### What the exercise asks
When you write out the entries, keep every line exactly as it appears.

===== Material shown

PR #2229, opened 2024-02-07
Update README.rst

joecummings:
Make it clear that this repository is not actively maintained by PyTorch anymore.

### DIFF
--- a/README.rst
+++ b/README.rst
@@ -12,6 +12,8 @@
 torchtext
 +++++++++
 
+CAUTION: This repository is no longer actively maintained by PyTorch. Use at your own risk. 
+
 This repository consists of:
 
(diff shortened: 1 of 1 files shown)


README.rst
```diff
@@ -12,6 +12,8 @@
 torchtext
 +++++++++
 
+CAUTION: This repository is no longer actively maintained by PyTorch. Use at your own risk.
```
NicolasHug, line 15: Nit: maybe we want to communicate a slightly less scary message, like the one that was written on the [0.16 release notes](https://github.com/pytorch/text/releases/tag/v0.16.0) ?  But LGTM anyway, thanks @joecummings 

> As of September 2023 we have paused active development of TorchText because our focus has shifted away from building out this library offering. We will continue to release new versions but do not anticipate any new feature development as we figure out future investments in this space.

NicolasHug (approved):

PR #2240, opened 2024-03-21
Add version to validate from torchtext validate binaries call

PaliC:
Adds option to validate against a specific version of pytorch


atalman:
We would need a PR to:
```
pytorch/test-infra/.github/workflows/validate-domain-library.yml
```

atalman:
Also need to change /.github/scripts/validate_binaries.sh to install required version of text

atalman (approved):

==========

### Response to the task
PR #2229, opened 2024-02-07
Update README.rst

joecummings:
Make it clear that this repository is not actively maintained by PyTorch anymore.

### DIFF
--- a/README.rst
+++ b/README.rst
@@ -12,6 +12,8 @@
 torchtext
 +++++++++
 
+CAUTION: This repository is no longer actively maintained by PyTorch. Use at your own risk. 
+
 This repository consists of:
 
(diff shortened: 1 of 1 files shown)


README.rst
```diff
@@ -12,6 +12,8 @@
 torchtext
 +++++++++
 
+CAUTION: This repository is no longer actively maintained by PyTorch. Use at your own risk.
```
NicolasHug, line 15: Nit: maybe we want to communicate a slightly less scary message, like the one that was written on the [0.16 release notes](https://github.com/pytorch/text/releases/tag/v0.16.0) ?  But LGTM anyway, thanks @joecummings 

> As of September 2023 we have paused active development of TorchText because our focus has shifted away from building out this library offering. We will continue to release new versions but do not anticipate any new feature development as we figure out future investments in this space.

NicolasHug (approved):

PR #2240, opened 2024-03-21
Add version to validate from torchtext validate binaries call

PaliC:
Adds option to validate against a specific version of pytorch


atalman:
We would need a PR to:
```
pytorch/test-infra/.github/workflows/validate-domain-library.yml
```

atalman:
Also need to change /.github/scripts/validate_binaries.sh to install required version of text

atalman (approved):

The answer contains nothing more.